Cool. And like a lot of excellent inventions, amazingly simple and obvious in hindsight.

I wonder if it could be plussed up for automobile wheels.

Be interesting, too, to see if they could be plussed up for aircraft wheels--especially for carrier landings--while not adding to overall undercarriage weight.

Eric Hines

Texan99 said...

It never would have occurred to me to try to put the suspension in the wheel spokes instead of attached to the axle. In fact, I guess I wonder why it works better than way.

E Hines said...

I'm not sure it would work better that way for a mass greater than an occupied wheelchair. That's putting a lot of stress on a hub joint.

It could work well in a wheelchair by putting the volume of a sprung and shocked suspension system inside the wheel, instead of adding that volume onto the chair.

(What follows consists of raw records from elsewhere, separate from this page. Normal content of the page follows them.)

PR #221, opened 2017-08-21
Added traverse and foldable instance for NonEmptyList

### LINKED ISSUE #202: Add missing traverse instance for NonEmptyList

tonilopezmr:
Fixes  #202

Added `Foldable` and `Traverse` for NonEmptyList.
Added tests for `TraverseLaws`.

### DIFF
--- a/kategory/src/main/kotlin/kategory/data/NonEmptyList.kt
+++ b/kategory/src/main/kotlin/kategory/data/NonEmptyList.kt
@@ -67,4 +67,4 @@ package kategory
     }
 }
 
-fun <A> A.k(): NonEmptyList<A> = NonEmptyList.of(this)
+fun <A> A.nel(): NonEmptyList<A> = NonEmptyList.of(this)
--- a/kategory/src/main/kotlin/kategory/data/NonEmptyList.kt
+++ b/kategory/src/main/kotlin/kategory/data/NonEmptyList.kt
@@ -67,4 +67,4 @@ package kategory
     }
 }
 
-fun <A> A.nel(): NonEmptyList<A> = NonEmptyList.of(this)
+fun <A> A.k(): NonEmptyList<A> = NonEmptyList.of(this)
--- a/kategory/src/main/kotlin/kategory/data/NonEmptyList.kt
+++ b/kategory/src/main/kotlin/kategory/data/NonEmptyList.kt
@@ -60,6 +60,10 @@ package kategory
         fun <A> semigroup(): Semigroup<NonEmptyList<A>> = object : NonEmptyListSemigroup<A> {}
 
         fun semigroupK(): SemigroupK<NonEmptyListHK> = object : NonEmptyListSemigroupK {}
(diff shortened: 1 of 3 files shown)


kategory/src/main/kotlin/kategory/data/NonEmptyList.kt
```diff
@@ -60,7 +60,11 @@ package kategory
...
         fun semigroupK(): SemigroupK<NonEmptyListHK> = object : NonEmptyListSemigroupK {}
+
+        fun foldable(): Foldable<NonEmptyListHK> = this
+
+        fun traverse(): Traverse<NonEmptyListHK> = this
     }
 }
 
-fun <A> A.nel(): NonEmptyList<A> = NonEmptyList.of(this)
+fun <A> A.k(): NonEmptyList<A> = NonEmptyList.of(this)
```
pakoito: I'd personally revert this change. k() is reserved for kind wrappers for list or function. In this case you're creating a nel() from a, the same way we have left() and right() for Either, success() for Try or valid() for Validated.

kategory/src/main/kotlin/kategory/instances/NonEmptyListInstances.kt
```diff
@@ -32,6 +34,23 @@ interface NonEmptyListInstances :
         }
     }
 
+    override fun <A, B> foldL(fa: HK<NonEmptyListHK, A>, b: B, f: (B, A) -> B): B = fa.ev().tail.fold(f(b, fa.ev().head), f)
+
+    override fun <A, B> foldR(fa: HK<NonEmptyListHK, A>, lb: Eval<B>, f: (A, Eval<B>) -> Eval<B>): Eval<B> {
+        fun loop(fa_p: NonEmptyList<A>): Eval<B> = when {
```
pakoito: Is loop stack-safe here? I know in the past we've found differences in implementation from cats in this regard. I see ListKW has the same implementation, maybe it needs a law.

kategory/src/main/kotlin/kategory/data/NonEmptyList.kt
tonilopezmr: Okey I'm going to revert 👍

kategory/src/main/kotlin/kategory/instances/NonEmptyListInstances.kt
tonilopezmr: Yep, I have refactored `NonEmptyList.foldR` to use `ListKW.foldR`

pakoito: Yes, I mean, is ListKW.foldR stack-safe :D That's beyond the scope of this ticket. I'll approve as it is, we can investigate later.

tonilopezmr: 💯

Still, it'd be worth looking into for cars, and if that works out, then maybe for aircraft, too.

Eric Hines

Grim said...

I would guess that the improvement comes from the fact that the shocks can respond faster than if they were centrally located. The impact is a kind of information, which is transmitted along the wheel. Distributing the shocks along the main transmission lines, closer to the source of shocks than the hub, means that there is greater time for the reaction to occur. It's not a lot more time! But our nerves operate on similar timescales, so felt shock might be appreciably lower.

douglas said...

The working models look much better than the CAD models shown at the beginning with their three guide struts and six shock struts- way too heavy. The working model might be light enough- I'm surprised they haven't worked up a composite version yet- but weight is a big consideration, at least for bicycle use. A wheelchair may not go fast enough or it's user put enough miles on it to make much difference, but for a cyclist, having more weight in the rotating portion of the machine means more momentum to overcome, and every acceleration/deceleration requires that much more energy. You usually want the lightest wheels you can get away with. Also, these wheels are doing what spoked wheels have always done, just with more length of compression. On the wheelchair it might make sense to move the suspension to the wheel, as it's really the frame and occupant that are the suspended weight, and therefore lightening that makes sense. On a car, the lighter the suspended components (the wheels and outer, moving suspension bits), the better, so I don't see it happening in cars, unless you count shock absorbing tires which already exist (beyond the suspension effects of regular pneumatic tires, which is considerable). These also have the advantage of not going flat.

The real advantage I see in their design is that the wheel should act like a rigid wheel when forward propulsive energy is applied to it - unlike regular suspensions where you lose a little energy to the compression of the suspension with each pedal stroke/arm push. Theirs only compresses with upward or backward pressures to the wheel. If you back into something though, you'll get no relief from the suspension, but that seems like a more than worthwhile trade off.